The judgment followed an appeal before the court by the Federal Government of Nigeria against an Irish firm, Process and Industrial Developments Limited (P&ID).

The case stems from a contract for a gas project awarded by Nigeria in 2010 to P&ID.

In 2010, the Nigerian Ministry of Petroleum Resources signed a contract for the construction and operation of a new gas processing facility with P&ID, a company incorporated in the British Virgin Islands.

Under the contract, Nigeria was to supply natural gas (“wet gas”) at no cost to P&ID’s facility. For its part, P&ID was to construct and operate the facility. It would process the gas to remove natural gas liquids—which P&ID was entitled to—and return lean gas to Nigeria at no cost, which would be suitable for use in power generation and other purposes

The gas processing facility never materialised, for reasons that were disputed.

Claiming Nigeria breached the terms of the contract, in August 2012, P&ID initiated arbitration, alleging that Nigeria had repudiated the contract.

On January 31, 2017, a private arbitration tribunal ordered Nigeria to pay P&ID $6.6 billion as damages accruing from March 20, 2013, with interest at a rate of seven per cent, which amounts to nearly $11 billion.

Following the judgment, Nigeria, through Mark Howard, a British lawyer, applied for an extension of time and relief from sanctions in the Business and Property Courts of England and Wales. The application was granted by Judge Ross Cranston in September 2020.

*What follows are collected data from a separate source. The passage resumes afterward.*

Issue #488, opened 2018-09-01
Run command fails if build is skipped


Menardi:
cordova-android version: v8.0.0-dev

As part of the builders cleanup PR (#461), I removed all the builders except for the StudioBuilder. It turns out that the `none` option is still invoked when the user uses the `cordova run` command in a way that doesn't trigger a build (like if a build has been done just before it). This causes the run command to fail.

cc @erisu

erisu:
To expand on the issue, it appears that `cordova run` actually triggers two builds. The first build uses `studio` and builds successfully. The second build is triggered after the message `deploying to emulator` and tries to use `none` which throws an exception.

[Build Log File](https://github.com/apache/cordova-android/files/2342207/build.log)

Additionally, when using `cordova build android` and installing the app with `adb install` the application closes immediately when trying to launch the app. It might be related to pathing. Using `adb logcat` you will see this error also.

[ADB Log File](https://github.com/apache/cordova-android/files/2342227/adb.log)

PR #490, opened 2018-09-04
Fixes build & run related bugs from builder refactor

erisu:
### Platforms affected
Android

### What does this PR do?
Fixes, refactors, and improves the build and run process that came from the builder refactor.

In August 2022, Nigeria levelled fresh claims of fraud against P&ID. The Federal Government had sought to convince a UK High Court Court that the contract was a scam ab initio.

The lawyers representing the Nigerian government told Sir Ross Cranston, head of the court, that P&ID knew from the beginning that there was no deal, noting that it was only a facade to fleece the Nigerian people.

P&ID, founded by the late Michael Quinn and Brendan Cahill, Nigeria told the court, had no intention to perform any obligation concerning the purported contract, the reason the company went about bribing Nigerian government officials at the time.

Nigeria further alleged in its amended case filed in July 2022 that during arbitration proceedings, which ran for five years until 2017, two men who owned and worked for P&ID “obtained privileged and/or confidential documents” about the government’s entry into the 2010 gas deal, its strategy for defence and discussions about striking a settlement.

Nigeria had alleged that the gas deal was a scam conceived to defraud the country. It alleged that the contract was secured through dishonest means that included bribery and perjury and prayed the court to quash the arbitration award, which amounted to a total of $11 billion.

In a judgment delivered on Monday, the Presiding judge of the court, Robin Knowles, upheld Nigeria’s prayer on the ground that the ill-fated gas processing contract was obtained by fraud.

The court consequently quashed the order aced on Nigeria to pay the $11bn to P&ID.